Start of Block
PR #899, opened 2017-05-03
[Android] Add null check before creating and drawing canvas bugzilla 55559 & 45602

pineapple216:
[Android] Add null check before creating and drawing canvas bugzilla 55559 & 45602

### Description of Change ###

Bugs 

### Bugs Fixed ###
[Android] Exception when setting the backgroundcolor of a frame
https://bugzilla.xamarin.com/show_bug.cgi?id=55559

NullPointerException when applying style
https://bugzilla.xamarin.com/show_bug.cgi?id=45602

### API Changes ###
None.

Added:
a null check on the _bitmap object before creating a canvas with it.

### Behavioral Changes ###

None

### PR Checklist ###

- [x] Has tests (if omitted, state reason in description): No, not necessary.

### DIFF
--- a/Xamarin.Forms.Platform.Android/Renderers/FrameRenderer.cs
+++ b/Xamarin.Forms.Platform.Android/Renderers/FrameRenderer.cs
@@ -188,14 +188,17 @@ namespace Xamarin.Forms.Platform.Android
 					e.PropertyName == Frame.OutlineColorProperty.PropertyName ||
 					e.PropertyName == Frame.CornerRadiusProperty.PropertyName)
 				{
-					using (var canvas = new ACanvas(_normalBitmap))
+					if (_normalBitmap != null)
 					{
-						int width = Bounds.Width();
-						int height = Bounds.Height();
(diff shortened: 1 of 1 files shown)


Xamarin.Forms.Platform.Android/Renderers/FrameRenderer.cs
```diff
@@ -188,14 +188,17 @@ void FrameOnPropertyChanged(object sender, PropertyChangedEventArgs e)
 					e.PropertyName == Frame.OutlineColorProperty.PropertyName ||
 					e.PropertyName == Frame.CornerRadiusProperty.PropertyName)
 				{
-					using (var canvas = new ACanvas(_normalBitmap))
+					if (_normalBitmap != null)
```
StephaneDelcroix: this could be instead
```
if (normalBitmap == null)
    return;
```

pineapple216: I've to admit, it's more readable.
End of Block
Start of Block
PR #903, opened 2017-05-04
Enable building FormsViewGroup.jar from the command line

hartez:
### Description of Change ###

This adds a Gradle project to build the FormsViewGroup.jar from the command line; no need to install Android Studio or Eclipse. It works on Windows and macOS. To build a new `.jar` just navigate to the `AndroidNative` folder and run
End of Block
Looking at the data above, write out exactly the lines that start at the one containing "PR #899, opened 2017-05-03" and end at the one containing "### PR Checklist ###"; include both and nothing beyond.

Answer for the task:
PR #899, opened 2017-05-03
[Android] Add null check before creating and drawing canvas bugzilla 55559 & 45602

pineapple216:
[Android] Add null check before creating and drawing canvas bugzilla 55559 & 45602

### Description of Change ###

Bugs 

### Bugs Fixed ###
[Android] Exception when setting the backgroundcolor of a frame
https://bugzilla.xamarin.com/show_bug.cgi?id=55559

NullPointerException when applying style
https://bugzilla.xamarin.com/show_bug.cgi?id=45602

### API Changes ###
None.

Added:
a null check on the _bitmap object before creating a canvas with it.

### Behavioral Changes ###

None

### PR Checklist ###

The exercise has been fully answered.